Exercise brief:
From the entries that follow, copy each line in which "inside" appears.

Data records:
^^^^^^^^^^^^^^^^

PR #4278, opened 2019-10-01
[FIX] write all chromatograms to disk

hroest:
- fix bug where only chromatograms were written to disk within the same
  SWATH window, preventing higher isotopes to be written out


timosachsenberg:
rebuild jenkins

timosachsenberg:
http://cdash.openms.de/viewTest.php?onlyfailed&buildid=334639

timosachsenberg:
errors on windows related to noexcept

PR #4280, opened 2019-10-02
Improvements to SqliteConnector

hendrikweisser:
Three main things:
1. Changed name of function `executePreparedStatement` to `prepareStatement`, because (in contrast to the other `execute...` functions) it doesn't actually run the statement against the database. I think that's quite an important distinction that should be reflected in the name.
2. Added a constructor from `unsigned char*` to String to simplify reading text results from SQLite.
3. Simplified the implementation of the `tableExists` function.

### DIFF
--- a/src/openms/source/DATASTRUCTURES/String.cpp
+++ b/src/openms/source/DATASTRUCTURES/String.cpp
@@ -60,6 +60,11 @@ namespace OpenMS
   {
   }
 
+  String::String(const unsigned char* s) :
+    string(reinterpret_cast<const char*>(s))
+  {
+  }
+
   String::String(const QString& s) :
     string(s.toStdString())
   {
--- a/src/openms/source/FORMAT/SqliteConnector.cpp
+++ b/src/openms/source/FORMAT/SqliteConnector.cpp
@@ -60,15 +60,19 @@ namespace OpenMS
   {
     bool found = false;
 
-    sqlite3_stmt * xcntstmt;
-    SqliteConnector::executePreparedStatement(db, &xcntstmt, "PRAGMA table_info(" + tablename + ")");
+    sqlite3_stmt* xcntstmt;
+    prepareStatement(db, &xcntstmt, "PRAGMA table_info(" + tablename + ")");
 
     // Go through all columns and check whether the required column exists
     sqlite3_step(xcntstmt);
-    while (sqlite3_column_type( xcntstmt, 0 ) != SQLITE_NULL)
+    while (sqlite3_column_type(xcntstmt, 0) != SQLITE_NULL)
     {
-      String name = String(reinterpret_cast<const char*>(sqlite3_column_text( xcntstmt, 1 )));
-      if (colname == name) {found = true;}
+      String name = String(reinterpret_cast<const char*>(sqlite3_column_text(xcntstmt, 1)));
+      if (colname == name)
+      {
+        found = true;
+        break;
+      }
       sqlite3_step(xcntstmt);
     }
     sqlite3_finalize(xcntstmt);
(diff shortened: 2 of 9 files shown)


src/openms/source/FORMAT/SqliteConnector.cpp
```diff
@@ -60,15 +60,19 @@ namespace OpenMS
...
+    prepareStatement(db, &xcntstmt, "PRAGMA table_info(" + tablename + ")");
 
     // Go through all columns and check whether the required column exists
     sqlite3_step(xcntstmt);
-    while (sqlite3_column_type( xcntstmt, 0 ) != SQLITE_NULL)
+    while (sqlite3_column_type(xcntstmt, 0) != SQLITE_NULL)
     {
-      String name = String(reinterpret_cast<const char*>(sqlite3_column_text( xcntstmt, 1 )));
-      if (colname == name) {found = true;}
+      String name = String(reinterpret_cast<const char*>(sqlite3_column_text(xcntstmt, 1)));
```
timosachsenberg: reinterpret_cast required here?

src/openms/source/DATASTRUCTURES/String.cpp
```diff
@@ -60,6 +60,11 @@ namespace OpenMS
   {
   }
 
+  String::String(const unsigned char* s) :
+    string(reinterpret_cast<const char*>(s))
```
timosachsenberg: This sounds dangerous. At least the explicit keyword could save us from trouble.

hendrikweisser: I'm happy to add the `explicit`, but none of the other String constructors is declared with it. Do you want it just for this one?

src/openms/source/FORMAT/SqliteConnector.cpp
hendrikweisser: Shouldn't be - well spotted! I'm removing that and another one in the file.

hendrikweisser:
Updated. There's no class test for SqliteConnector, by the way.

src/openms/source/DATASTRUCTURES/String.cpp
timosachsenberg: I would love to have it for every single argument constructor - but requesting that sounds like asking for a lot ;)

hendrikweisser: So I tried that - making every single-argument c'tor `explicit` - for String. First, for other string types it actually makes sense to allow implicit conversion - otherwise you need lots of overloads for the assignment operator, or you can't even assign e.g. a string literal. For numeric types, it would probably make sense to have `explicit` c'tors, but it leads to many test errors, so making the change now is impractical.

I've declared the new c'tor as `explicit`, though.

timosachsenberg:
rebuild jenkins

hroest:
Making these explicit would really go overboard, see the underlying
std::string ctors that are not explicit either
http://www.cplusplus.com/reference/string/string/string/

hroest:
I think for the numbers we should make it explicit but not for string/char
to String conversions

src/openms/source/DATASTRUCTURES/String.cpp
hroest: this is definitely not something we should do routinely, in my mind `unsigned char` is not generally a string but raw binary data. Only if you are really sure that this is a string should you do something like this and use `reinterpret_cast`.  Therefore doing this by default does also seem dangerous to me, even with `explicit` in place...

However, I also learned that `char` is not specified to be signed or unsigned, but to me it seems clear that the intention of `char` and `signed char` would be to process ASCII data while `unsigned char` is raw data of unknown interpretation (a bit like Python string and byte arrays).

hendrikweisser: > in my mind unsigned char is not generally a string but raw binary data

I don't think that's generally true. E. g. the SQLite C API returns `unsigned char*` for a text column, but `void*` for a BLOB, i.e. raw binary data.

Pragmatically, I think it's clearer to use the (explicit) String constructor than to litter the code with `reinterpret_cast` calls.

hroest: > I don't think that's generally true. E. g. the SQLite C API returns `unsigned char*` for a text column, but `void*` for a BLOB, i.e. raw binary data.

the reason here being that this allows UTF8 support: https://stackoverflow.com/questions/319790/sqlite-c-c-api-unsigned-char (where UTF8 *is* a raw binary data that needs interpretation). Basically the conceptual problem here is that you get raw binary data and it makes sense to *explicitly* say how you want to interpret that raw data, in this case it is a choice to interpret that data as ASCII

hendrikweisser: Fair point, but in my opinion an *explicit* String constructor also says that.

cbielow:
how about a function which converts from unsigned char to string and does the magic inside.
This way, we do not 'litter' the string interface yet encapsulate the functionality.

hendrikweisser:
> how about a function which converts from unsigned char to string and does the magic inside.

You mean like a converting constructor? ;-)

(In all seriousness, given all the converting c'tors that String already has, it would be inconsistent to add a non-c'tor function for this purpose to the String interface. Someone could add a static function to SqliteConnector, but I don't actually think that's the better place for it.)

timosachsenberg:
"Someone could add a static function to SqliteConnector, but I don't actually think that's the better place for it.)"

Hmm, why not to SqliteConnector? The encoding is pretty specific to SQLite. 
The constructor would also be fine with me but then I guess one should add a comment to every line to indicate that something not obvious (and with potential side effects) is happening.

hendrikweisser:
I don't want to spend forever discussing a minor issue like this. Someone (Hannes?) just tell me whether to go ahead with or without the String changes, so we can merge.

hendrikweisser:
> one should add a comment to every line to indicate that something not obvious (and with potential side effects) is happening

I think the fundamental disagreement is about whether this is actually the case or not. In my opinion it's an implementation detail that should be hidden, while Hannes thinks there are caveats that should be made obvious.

^^^^^^^^^^^^^^^^

Result of the task:
how about a function which converts from unsigned char to string and does the magic inside.
> how about a function which converts from unsigned char to string and does the magic inside.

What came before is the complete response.